Ge­nau das sind die neur­al­gi­schen Punk­te, an de­nen un­ser­eins Ab­stand und Lang­sam­keit ein­for­dern müß­te (Stif­ter- oder Hand­ke-Lek­tü­re kann Be­reit­wil­li­ge ein we­nig da­für schu­len). Ich konn­te mich nach der spät ge­wor­de­nen Lek­tü­re der Obst­die­bin nicht dar­an hin­dern, doch wie­der mal ei­ne Art Kri­tik zu schrei­ben, als Nicht­kri­ti­ker so­zu­sa­gen.

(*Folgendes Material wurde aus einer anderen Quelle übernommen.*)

PR #70, opened 2022-11-30
Add models for the `/_remotestore/_restore` API endpoint

### LINKED ISSUE #69: [FEATURE] Add models related to Remote-backed Storage
There is only a single very simple operation needing modelling:
- [ ] Restore `/_remotestore/_restore`: https://opensearch.org/docs/latest/opensearch/remote/#restoring-from-a-backup

It must be communicated via the model and any derivative generated clients, that this API is still currently experimental and as such may be subject to change and is not recommended for production use.

As this is a truly "missing" API, in that it does not exist in the clients yet, this will enable us to spike and experiment on generating only missing subsets of clients.

Xtansia:
### Description
Add's models for the `/_remotestore/_restore` API endpoint

Screen Shot 2022-12-07 at 10 45 26 AM

As seen [here](https://github.com/opensearch-project/OpenSearch/blob/5500114cc55d94bb8a7699f3db6870d83dc92445/server/src/main/java/org/opensearch/action/admin/cluster/remotestore/restore/RestoreRemoteStoreResponse.java#L75), `accepted` may be set in the response instead of `remote_store`, unsure of exact causal path however.

### Issues Resolved
Resolves #69 

### DIFF
--- a/model/remotestore/restore/operations.smithy
+++ b/model/remotestore/restore/operations.smithy
@@ -7,6 +7,7 @@
 $version: "2"
 namespace OpenSearch
 
+@unstable
 @externalDocumentation(
     "OpenSearch Documentation": "https://opensearch.org/docs/latest/opensearch/remote/#restoring-from-a-backup"
 )
--- a/model/remotestore/restore/operations.smithy
+++ b/model/remotestore/restore/operations.smithy
@@ -1,0 +1,20 @@
+// SPDX-License-Identifier: Apache-2.0
+//
+//  The OpenSearch Contributors require contributions made to
+//  this file be licensed under the Apache-2.0 license or a
+//  compatible open source license.
+
+$version: "2"
+namespace OpenSearch
+
+@externalDocumentation(
+    "OpenSearch Documentation": "https://opensearch.org/docs/latest/opensearch/remote/#restoring-from-a-backup"
+)
+
+@suppress(["HttpUriConflict"])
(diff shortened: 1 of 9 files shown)


harshavamsi:
@Xtansia can we also add tests here?

Xtansia:
@harshavamsi Have added a test case

nhtruong (approved):

model/remotestore/restore/operations.smithy
```diff
@@ -0,0 +1,21 @@
...
+
+@unstable
+@externalDocumentation(
+    "OpenSearch Documentation": "https://opensearch.org/docs/latest/opensearch/remote/#restoring-from-a-backup"
+)
+
+@suppress(["HttpUriConflict"])
+@http(method: "POST", uri: "/_remotestore/_restore")
+@documentation("Restore one or more indices from a remote backup.")
+operation PostRemoteStoreRestore{
```
VachaShah, line 18: Are the names of the operation and structures inline with what we would want in the generated code? Or do they need to be changed?

Xtansia: They're named to match the naming scheme of the rest of the specs in the repo. Naming (or encoding friendly names as metadata similar to #73) will likely be a bigger issue, but hard to solve in advance until we get to the point of actually generating parts of a client from these.

VachaShah (approved):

Ge­nau ge­nom­men ist es je­doch ein iro­nisch-dia­lek­ti­scher Es­say ge­wor­den, den man in der Li­te­ra­tur­zeit­schrift ma­nu­skrip­te (Heft 224) nach­le­sen kann – ei­ne In­halts­an­ga­be will ich hier nicht lie­fern. Als Ti­tel hat­te ich mir »Im Wech­sel­bad der Ge­füh­le« ein­fal­len las­sen, und ha­be da­mit zwei Be­deu­tungs­ebe­nen ein­ge­zo­gen: die er­ste be­trifft den Text und sei­ne Mach­art, die zwei­te mei­ne Ge­füh­le bei der Lek­tü­re. Zwei Flie­gen auf ei­nen Schlag so­zu­sa­gen.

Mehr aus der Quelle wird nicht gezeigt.